In just shy of a decade, Sephora has transformed itself from an overseas underdog — albeit a glamorous one — into an 800-pound gorilla in the U.S. beauty marketplace.
Its evolution from the red-lipstick-wearing, black-glove-clad French purveyor of fragrance and cosmetics into a multichannel makeup mecca that stretches traditional beauty boundaries was hair-raising and thrilling, said a number of the company's past and present executives.
Sephora's rise was underpinned by its allegiance with emerging beauty brands that had slim prospects of gaining distribution in department stores. From the start, Sephora and the fledging beauty brand were kindred spirits. After all, soon after Sephora's arrival on U.S. soil, it received a lukewarm reception from the beauty establishment, including Estée Lauder and Lancôme. But their disinterest caused a happy accident, of sorts, as Sephora quickly established itself as a haven for the latest, undiscovered beauty offerings. Early adopters of the Sephora model included BeneFit Cosmetics, Stila, Philosophy and N.V. Perricone M.D. Sales indicate that beauty shoppers have welcomed the concept with open arms. Financial sources estimate the typical Sephora store generates $1,200 a square foot and that same-store sales grew by 25 percent last year, while the chain's sales volume surpassed $1 billion in 2006.
David Suliteanu, president and chief executive officer of Sephora USA, explained, "Our evolution very much mirrors that of a new brand. Our early days were filled with lots of changes, so it's easy for us to relate to a brand going through the early stages of growth. We've been there. If they don't do well, we don't do well and our team understands that."

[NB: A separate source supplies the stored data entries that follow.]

PR #950, opened 2026-09-21
refactor(io): share file read and write implementations

tachytelicdetonation:
The three file readers repeat buffer setup and byte-list packing; the two writers repeat their write loop and completion handling. Keep those operations together in `file_read.{c,js}` and `file_write.{c,js}`, and remove the six redundant source files.

The C entry points remain guarded by their own CIDs so importing one operation does not require the others. Text decoding, positional reads, byte validation, error results, and handle ownership keep their existing behavior. Update Base's import paths and the source inventory accordingly.

Net: **48 fewer lines and 645 fewer ttok** across the changed files. No changes to the compiler or language kernel.

Verification:

- Nine existing IO tests pass through the default runner, emitted JS, and native C on both macOS arm64 and Linux arm64: `file_binary`, `file_roundtrip`, `read_bytes`, `write_nul_bytes`, `fail_keeps_handle`, `read_leading_bom`, `path_utf8`, `codec_seal_shared`, and `tcp_send_slow_peer` (54 checks). The seven direct file tests also passed before the refactor.
- Built and ran all 31 nonempty combinations of the five operations in C and JS on both platforms (124 checks), covering individual-effect imports and shared-source deduplication.
- All 16 runtime benchmarks generate byte-identical C and JS versus `99f9c6cd`. Repository file/token gate: 46/46; `git diff --check` passes.

The private mini-cluster test and performance gates were not available; no cluster timing results are claimed.


VictorTaelin:
Merged into 2.0.25 under your authorship, thank you: −641 ttok in the effects, every file test identical on the three lanes, and each entry still guarded by its own CID.

PR #952, opened 2026-09-21
refactor(compiler): group native constructor operations into descriptors

ramonzx6:
## Why the change

The JavaScript emitter stores native constructor builders, field readers, and match conditions in separate maps. This repeats constructor names and makes additions or renames easy to apply inconsistently. Keeping these related operations together makes each constructor's encoding easier to review and maintain.

## What changed

Replace the parallel maps in `bend2/comp.ts` with one descriptor per native constructor and update the lookups for construction, field access, and matching. Each descriptor requires a builder, with optional readers and conditions; `satisfies` checks the registry literal before `Object.setPrototypeOf`. Generated expressions, the outer null prototype, existing diagnostics, and field-count checks remain unchanged.

## Validation

- 1,413 checker/interpreter tests and 639 JavaScript tests pass.
- 1,294 emitted C/JS files are byte-for-byte identical; 258 rejection diagnostics match.
- Repository gate: 46/46. Standalone CLI build passes.


VictorTaelin:
Merged into 2.0.25 under your authorship, thank you: one record per native constructor, byte-identical emission, −48 ttok.

PR #960, opened 2026-09-21
perf(compiler): count facts to detect convergence

byronbenharris:
### Why the change

  The compiler checks whether a pass found new facts by converting three sets to arrays and serializing them. This repeats
  work after every pass. Because the sets only grow, their combined size is enough to detect a change.

  ### What changed

  In bend2/comp.ts, compare the combined sizes of own, hot, and stat to decide whether another pass is needed. Update the
  comparison type and the nearby comment. The passes and generated code are unchanged.

### Validation 

  - Checker/interpreter: 1,412 of 1,413 gate tests matched expected output. The remaining TCP test printed its expected
    output but did not exit within 20 seconds.
  - Parent-commit comparison: 350 of 763 runnable cases checked so far; 564 generated C/JS files byte-identical, 68
    rejection results matched, and zero mismatches.
  - Focused C and JS runs passed for hot facts, ownership, and array forks.
  - The official gates not run yet: the cluster host is unavailable, ttok is missing, and the installer’s sibling
    site repo is absent.


VictorTaelin:
Merged into 2.0.25 under your authorship, thank you. We checked the premise: `own`, `hot` and `stat` only ever grow across passes (every `.delete` in the compiler is on another map), so the summed size is a correct convergence test.

PR #961, opened 2026-09-21
Initialize compiler caches before building printer layouts

vicmcorrea:
## Why

i'm evaluating Bend for small survey-scoring helpers in our TypeScript monorepo. While testing repeated compiler calls, I found that two valid books can crash when their datatype names overlap. A flat type followed by a recursive type with the same name overflows the stack. Both compile separately.

This affects repeated `compile_book` / `js_book` calls. Ordinary CLI runs and the Node/Bun import path are not the failing case.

Suliteanu, who took over the helm in 2000, acknowledged that the lack of department store brands helped pave Sephora's path to some extent, but clarified that the beauty chain's evolution would have happened with or without them.
"I think of this business as almost a person's DNA. So we would have turned out just as we did, and the reason is because of our connection with a younger consumer who is interested in what is new and different." He continued, "All we did over the years was listen to her. She wanted brands that weren't readily available elsewhere. And this is where we ended up. I think it was inevitable."